SINGAPORE--Server virtualization is expected to save emerging markets in Asia-Pacific US$44 billion by 2020, a greater amount compared to the more mature markets in the region, a IDC study reveals.
According to the IDC Server Economies Index 2013 released Thursday, emerging markets China, India, Indonesia, Malaysia and Thailand are able to save more over the next seven years.
In comparison, the more mature markets Australia, Japan and Singapore derived US$8 billion of savings due to virtualization compared to the emerging markets. Australia is the most advanced market in the region when it comes to the adoption of x86 server virtualization.

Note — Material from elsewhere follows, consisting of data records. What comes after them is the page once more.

PR #1492, opened 2021-04-28
FFI: add function rnp_key_valid_till64()

ni4:
Currently function `rnp_key_valid_till()` returns uint32_t, which is good enough only till the year 2038.
While it is very unlikely that some implementation would produce keys which expire after the year 2038 (and actually till the year 2038 OpenPGP standard should be updated to correctly handle creation time), we still should have some interface for the future.

Fixes issue #1480.


src/lib/rnp.cpp
```diff
@@ -6421,6 +6421,28 @@ FFI_GUARD
...
+    }
+    uint64_t     res = 0;
+    rnp_result_t ret = rnp_key_valid_till64(handle, &res);
+    if (ret) {
+        return ret;
+    }
+    if (res == UINT64_MAX) {
+        *result = UINT32_MAX;
+    } else if (res > UINT32_MAX) {
+        *result = UINT32_MAX - 1;
```
nwalfield, line 6436: Why the `- 1`?

ni4: Because UINT32_MAX is reserved for 'never expires'.

nwalfield: Then you should probably do: `if (res >= UINT32_MAX)` to catch the case that `res` happens to equal `UINT32_MAX`.

ni4: Agree, missed that. Thanks.

antonsviridenko (approved):

ronaldtse (approved):

ronaldtse:
Thank you all!

PR #1496, opened 2021-05-04
Use RNP_FEATURE_* defines instead of raw string values.

ni4:
This way code should look better.


antonsviridenko (approved):

ronaldtse (approved):
LGTM thanks @ni4!

Issue #1316, opened 2020-09-22
RNP takes certificate expiration information from non-primary userid bindings


teythoon:
## Description

The following certificate is expired using a key expiration time
subpacket on the primary userid's binding signature.  There is a
conflicting subpacket on a non-primary userid's binding signature
that overrides the former subpacket, but shouldn't.  As
revocation is not well supported in the OpenPGP ecosystem,
liveness through e.g. certificate expiration is the most
important way to retire key material.

Relevant test: https://tests.sequoia-pgp.org/#Certificate_expiration

```
-----BEGIN PGP PUBLIC KEY BLOCK-----

xsDNBF2lnPIBDAC5cL9PQoQLTMuhjbYvb4Ncuuo0bfmgPRFywX53jPhoFf4Zg6mv
/seOXpgecTdOcVttfzC8ycIKrt3aQTiwOG/ctaR4Bk/t6ayNFfdUNxHWk4WCKzdz
/56fW2O0F23qIRd8UUJp5IIlN4RDdRCtdhVQIAuzvp2oVy/LaS2kxQoKvph/5pQ/
5whqsyroEWDJoSV0yOb25B/iwk/pLUFoyhDG9bj0kIzDxrEqW+7Ba8nocQlecMF3
X5KMN5kp2zraLv9dlBBpWW43XktjcCZgMy20SouraVma8Je/ECwUWYUiAZxLIlMv
9CurEOtxUw6N3RdOtLmYZS9uEnn5y1UkF88o8Nku890uk6BrewFzJyLAx5wRZ4F0
qV/yq36UWQ0JB/AUGhHVPdFf6pl6eaxBwT5GXvbBUibtf8YI2og5RsgTWtXfU7eb
SGXrl5ZMpbA6mbfhd0R8aPxWfmDWiIOhBufhMCvUHh1sApMKVZnvIff9/0Dca3wb
vLIwa3T4CyshfT0AEQEAAc0hQm9iIEJhYmJhZ2UgPGJvYkBvcGVucGdwLmV4YW1w
bGU+wsEXBBMBCgAqBYJfacc3BYkBQFRFBQsJCAcCBhUKCQgLAgQWAgMBAheAApkB
AhsDAh4BACEJEPv8yCoBXnMwFiEE0aZuGiOxgsmYD3iM+/zIKgFeczBmQQwAkOKL
[...]

Issue #1311, opened 2020-09-18
Expired OpenPGP Certificate not recognized as expired


nwalfield:
Consider the following key (attached):

```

The study, sponsored by VMware, had created a hypothetical view of a world where x86 servers did not exist 10 years ago, and then forecasts the impact server virtualization will have made by the year 2020. The hypothesis and forecast was made over eight markets in Asia-Pacific including Australia, India, Indonesia, Malaysia, China, Singapore, Thailand and Japan, and assumes every country will fully virtualize its servers.
The greater savings from virtualization the developing markets are due to avoidance of more costs incurred from server shipments, along with the presence of more physical servers in the region, Matthew Hardman, senior product marketing manager of VMware ASEAN and India, noted, at the study's release here Thursday.
Overall, the Asia-Pacific region will see US$98 billion worth of cost savings from 2003 to 2020 in the areas of server spending, power and cooling, floor space and cost of manpower and overheads.
For markets in the region, the most significant cost savings came from server spending accounting for around half of the overall costs at US$48.7 billion. This is followed by the avoidance of power costs at US$17.6 billion associated with these servers.